Monday, June 24, 2019

We Speak for Ourselves: A Word From Forgotten Black America

    D. Watkins doesn’t seem to like the well-known Black American pundits, nor the elite Black professionals who he meets at an Oprah Winfrey event. He finds that the Black professors, who go on TV and talk about Black issues, have no real interest in talking to an unemployed Black man. Throughout the book, he compares the Black pundit to a drone; viewing the people from too great a distance, and not seeing what’s really going on.

One of the more disturbing parts of this book is the collective reaction to the Charlottesville tragedy, where a woman was run over by a White supremacist. Watkins mocks the TV pundits for crying about the racist tiki-torch boys but not shedding a tear for Heather Heyer, who got killed. Then he realizes the problem, which is that they are somehow surprised by open White racism, and that surprises him. He wonders why they’d cry over open racism, but not cry about the deaths of Michael Brown, Freddy Grey, or any of the other unarmed Black men (or women, or kids) killed by White police. Then he wonders if any of these elitist Black Americans know anyone Black outside of their social circle. He finds it comical that with all the horrible things happening in the USA, these people are crying over a sparsely attended rally in a town that nobody had heard of until the tragedy.

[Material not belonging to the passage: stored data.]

PR #2684, opened 2017-07-12
Add docs badge to README

lbdreyer:
This adds a badge to the README that will take you to the latest build of the documentation for the master branch.


pp-mo:
I didn't think of that.
Does you think maybe the badge is good enough on its own ?

lbdreyer:
Thanks for merging @pp-mo 

I does think that it is fine to have both. We don't want our README to get too big, obviously, but it's fine for now. We can always take out one of the links at a later stage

Watkins’ chapter on police brutality is titled An American Tradition and uses the difference between rich and poor neighborhoods as a test of American policing. In the more affluent community, the police will make fewer stops, while in a poor one, everyone is a suspect. This point I agree with, because I once lived in a dominantly White area and there were few police stops. Based on what I saw growing up, the worst thing a cop ever had to worry about was a group of teenage skaters. The next problem discussed in this chapter is the “police as heroes” myth, and how it plays into protecting bad cops. However, the author didn’t really do his research on this topic, because there are many reasons why it’s difficult to fire bad cops, and almost impossible to get a conviction. Few police officers have been convicted of committing a murder while on duty (except for Joseph Kent McGowan in Texas), and reasons include unions, arbitration, high-priced defense lawyers, incompetent prosecutors, and the common law doctrine of sovereign immunity.

Once again, on the subject of bad cops (a subject that has dominated political discourse for the last five years) the author writes that while the Freddy Grey cops got off the hook, the system worked for the eight cops convicted of other crimes. At this point in the book, we need to step back. The Baltimore cops whom Watkins refers to are not an example of how “the system works.” The reason that these cops were convicted of drug-dealing, gun-dealing, payroll fraud, and money laundering, is that the prosecution was easier. When a cop makes a false statement, steals from the evidence locker, or gets caught with illegal drugs, the evidence is impossible to dispute. He can’t say “I stole guns and sold them on the street because I had probable cause!” He can’t say “I broke into the store and stole 300 pairs of sunglasses because I was afraid for my life!” Try as he might, no cop could get off the charges by saying “I drove drunk because the guy had a gun.” Furthermore, a cop has no protection for a crime committed while off-duty, which is why Antoinette Frank (from New Orleans) was convicted. The problem is that if a cop shoots someone while on duty, he can claim that his own safety was compromised. All he has to do is say “I thought the thing in his hand was a gun,” and that’s that. For on-duty killings, the burden is entirely on the prosecutor.

Another problem that I have with this book is that the author keeps waxing nostalgic about living in the Baltimore housing projects. There’s no law that says people must live there. And it was never quality housing to begin with. Now that segregation is over, why does he not want his people to get out of the projects? What could he find good about living in disgusting run-down buildings that were designed to segregate? The public housing is the worst form of charity and has led to a further dependence on charity. He writes about classmates whose lives were ruined by teenage pregnancy and absent fathers, but nobody seems to encourage birth control. Watkins is right about police brutality, and he’s right in that the rudeness he encounters is often race-based, but the cards stacked against him involve a lot more than racism. Things like poverty, drug use, poor nutrition, and family violence, can do a lot more damage than a racist cop.